#### WHAT IS BEING ASKED
As the answer, give every line of the records that includes the word "href".

#### DATA FOR PROCESSING
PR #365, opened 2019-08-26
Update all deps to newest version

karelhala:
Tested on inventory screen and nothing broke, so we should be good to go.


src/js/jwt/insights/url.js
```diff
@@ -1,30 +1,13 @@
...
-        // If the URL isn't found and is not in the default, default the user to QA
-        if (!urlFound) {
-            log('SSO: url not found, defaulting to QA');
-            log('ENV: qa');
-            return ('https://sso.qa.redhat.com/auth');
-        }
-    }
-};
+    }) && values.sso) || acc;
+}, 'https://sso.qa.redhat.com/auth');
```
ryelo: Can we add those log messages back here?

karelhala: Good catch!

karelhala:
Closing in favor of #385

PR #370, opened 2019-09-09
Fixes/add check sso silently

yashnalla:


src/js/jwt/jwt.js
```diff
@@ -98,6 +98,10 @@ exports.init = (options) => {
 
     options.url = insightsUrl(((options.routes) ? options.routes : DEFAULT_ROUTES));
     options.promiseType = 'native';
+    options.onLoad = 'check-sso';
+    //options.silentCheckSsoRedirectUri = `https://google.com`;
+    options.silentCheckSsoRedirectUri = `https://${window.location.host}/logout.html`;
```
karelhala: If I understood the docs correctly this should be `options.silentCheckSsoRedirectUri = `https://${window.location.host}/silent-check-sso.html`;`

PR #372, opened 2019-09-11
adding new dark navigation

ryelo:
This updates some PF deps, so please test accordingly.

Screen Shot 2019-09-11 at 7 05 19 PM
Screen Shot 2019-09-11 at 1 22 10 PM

---

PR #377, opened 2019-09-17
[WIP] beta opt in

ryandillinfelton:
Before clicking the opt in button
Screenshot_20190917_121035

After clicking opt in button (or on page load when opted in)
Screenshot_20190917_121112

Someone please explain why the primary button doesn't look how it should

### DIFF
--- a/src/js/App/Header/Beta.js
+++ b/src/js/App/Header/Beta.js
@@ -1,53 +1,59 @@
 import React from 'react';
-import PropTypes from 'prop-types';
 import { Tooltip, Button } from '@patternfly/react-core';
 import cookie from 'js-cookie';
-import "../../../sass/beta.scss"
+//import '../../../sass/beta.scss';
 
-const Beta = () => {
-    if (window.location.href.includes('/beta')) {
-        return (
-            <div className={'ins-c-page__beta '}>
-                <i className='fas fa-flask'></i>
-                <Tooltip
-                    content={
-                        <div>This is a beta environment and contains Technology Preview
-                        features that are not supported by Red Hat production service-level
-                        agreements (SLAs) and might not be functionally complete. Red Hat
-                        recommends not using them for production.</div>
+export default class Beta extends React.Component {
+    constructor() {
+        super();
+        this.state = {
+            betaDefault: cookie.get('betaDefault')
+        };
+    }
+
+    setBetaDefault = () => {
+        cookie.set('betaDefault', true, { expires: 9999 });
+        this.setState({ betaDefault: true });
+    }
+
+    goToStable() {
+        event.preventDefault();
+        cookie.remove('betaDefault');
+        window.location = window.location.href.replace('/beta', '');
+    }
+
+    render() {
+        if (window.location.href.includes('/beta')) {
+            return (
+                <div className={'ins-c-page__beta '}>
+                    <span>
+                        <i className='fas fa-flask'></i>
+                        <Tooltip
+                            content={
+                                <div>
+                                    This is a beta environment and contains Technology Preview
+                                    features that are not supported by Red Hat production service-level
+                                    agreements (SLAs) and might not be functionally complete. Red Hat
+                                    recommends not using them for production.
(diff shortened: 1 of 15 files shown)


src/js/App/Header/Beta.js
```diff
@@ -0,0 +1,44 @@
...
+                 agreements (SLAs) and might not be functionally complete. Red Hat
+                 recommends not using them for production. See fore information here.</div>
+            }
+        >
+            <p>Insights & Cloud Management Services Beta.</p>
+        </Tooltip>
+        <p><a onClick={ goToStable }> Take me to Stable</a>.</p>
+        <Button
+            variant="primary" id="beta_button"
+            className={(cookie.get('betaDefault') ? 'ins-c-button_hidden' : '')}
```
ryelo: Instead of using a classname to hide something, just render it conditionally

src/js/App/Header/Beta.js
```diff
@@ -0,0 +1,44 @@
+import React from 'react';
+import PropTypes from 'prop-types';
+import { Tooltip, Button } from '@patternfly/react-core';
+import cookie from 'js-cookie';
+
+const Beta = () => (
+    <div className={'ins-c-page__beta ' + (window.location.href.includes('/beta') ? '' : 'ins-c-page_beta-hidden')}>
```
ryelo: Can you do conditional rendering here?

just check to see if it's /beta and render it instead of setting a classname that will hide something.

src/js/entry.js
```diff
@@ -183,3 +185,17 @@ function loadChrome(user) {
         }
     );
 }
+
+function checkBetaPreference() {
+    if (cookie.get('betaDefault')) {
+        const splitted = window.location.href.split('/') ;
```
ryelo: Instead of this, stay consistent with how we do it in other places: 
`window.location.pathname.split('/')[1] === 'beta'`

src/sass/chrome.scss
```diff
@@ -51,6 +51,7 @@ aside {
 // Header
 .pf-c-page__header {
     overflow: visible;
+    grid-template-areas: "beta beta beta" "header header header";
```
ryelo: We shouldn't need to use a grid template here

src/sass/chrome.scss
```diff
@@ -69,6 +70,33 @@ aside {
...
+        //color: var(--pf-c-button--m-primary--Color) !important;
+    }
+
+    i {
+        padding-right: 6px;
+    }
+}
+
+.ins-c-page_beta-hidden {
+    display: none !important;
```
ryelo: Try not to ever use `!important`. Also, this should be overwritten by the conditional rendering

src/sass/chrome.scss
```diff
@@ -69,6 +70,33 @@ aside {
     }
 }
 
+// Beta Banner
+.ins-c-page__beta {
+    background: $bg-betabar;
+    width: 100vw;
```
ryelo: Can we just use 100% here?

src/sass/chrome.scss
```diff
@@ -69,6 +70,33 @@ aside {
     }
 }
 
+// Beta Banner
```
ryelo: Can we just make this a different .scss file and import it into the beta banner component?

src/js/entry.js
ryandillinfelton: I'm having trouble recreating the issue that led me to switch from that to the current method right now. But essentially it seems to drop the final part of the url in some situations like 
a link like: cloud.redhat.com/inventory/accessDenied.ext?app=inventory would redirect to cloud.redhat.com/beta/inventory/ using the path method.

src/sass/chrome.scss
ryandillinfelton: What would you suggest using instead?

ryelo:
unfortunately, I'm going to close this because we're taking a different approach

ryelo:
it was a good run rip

---

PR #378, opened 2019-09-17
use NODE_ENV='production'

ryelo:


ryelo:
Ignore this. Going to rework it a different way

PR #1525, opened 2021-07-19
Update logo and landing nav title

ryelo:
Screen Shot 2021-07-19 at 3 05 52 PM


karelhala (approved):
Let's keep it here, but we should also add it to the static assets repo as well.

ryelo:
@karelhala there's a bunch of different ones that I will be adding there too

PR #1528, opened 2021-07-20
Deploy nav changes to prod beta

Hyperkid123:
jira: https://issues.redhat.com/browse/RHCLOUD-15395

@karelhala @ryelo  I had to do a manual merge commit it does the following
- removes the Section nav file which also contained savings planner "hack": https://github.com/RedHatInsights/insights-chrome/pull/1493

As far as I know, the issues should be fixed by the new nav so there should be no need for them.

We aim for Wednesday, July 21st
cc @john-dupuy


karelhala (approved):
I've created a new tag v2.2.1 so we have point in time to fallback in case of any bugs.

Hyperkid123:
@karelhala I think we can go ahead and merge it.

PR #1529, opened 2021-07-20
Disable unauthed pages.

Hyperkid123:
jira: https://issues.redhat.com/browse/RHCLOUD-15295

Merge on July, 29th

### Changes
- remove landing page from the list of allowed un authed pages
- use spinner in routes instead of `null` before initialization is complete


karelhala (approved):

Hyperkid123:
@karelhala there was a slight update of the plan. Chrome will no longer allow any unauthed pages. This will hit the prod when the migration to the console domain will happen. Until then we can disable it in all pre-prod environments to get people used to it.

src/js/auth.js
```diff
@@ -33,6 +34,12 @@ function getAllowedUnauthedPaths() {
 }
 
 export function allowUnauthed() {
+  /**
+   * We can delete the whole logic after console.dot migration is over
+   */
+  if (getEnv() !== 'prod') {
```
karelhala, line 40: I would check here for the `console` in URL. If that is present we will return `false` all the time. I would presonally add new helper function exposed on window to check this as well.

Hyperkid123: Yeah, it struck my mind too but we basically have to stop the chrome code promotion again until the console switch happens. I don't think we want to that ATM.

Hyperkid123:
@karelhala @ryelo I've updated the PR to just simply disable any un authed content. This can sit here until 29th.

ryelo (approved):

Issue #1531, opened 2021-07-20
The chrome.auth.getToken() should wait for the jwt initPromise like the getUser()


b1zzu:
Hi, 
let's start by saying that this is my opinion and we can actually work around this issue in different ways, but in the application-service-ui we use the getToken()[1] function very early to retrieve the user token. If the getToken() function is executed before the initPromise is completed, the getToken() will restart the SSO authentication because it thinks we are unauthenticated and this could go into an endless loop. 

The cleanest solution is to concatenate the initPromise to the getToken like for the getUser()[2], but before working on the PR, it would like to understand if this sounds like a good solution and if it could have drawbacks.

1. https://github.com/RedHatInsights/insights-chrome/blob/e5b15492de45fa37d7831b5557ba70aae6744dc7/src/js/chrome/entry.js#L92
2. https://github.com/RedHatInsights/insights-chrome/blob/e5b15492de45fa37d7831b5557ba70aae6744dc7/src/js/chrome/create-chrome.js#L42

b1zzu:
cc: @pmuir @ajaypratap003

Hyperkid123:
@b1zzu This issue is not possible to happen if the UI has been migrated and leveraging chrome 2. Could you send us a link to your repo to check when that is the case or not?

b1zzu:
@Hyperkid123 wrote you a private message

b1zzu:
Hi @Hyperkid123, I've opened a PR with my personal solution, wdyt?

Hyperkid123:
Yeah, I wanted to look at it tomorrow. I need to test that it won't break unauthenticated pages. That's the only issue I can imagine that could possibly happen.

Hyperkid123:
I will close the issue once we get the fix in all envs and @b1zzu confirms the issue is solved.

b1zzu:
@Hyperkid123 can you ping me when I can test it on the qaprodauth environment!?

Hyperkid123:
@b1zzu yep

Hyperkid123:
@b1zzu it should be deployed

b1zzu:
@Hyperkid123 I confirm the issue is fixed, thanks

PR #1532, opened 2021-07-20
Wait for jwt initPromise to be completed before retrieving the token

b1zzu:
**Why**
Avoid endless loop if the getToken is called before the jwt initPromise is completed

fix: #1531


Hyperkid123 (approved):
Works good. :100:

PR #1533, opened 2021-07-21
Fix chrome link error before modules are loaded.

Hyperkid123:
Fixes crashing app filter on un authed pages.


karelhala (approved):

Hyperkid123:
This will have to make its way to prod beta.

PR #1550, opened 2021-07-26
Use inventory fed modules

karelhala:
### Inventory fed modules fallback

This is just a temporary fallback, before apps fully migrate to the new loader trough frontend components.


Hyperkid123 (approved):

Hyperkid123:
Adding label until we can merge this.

#### COMPLETED EXERCISE
-    if (window.location.href.includes('/beta')) {
+        window.location = window.location.href.replace('/beta', '');
+        if (window.location.href.includes('/beta')) {
+    <div className={'ins-c-page__beta ' + (window.location.href.includes('/beta') ? '' : 'ins-c-page_beta-hidden')}>
+        const splitted = window.location.href.split('/') ;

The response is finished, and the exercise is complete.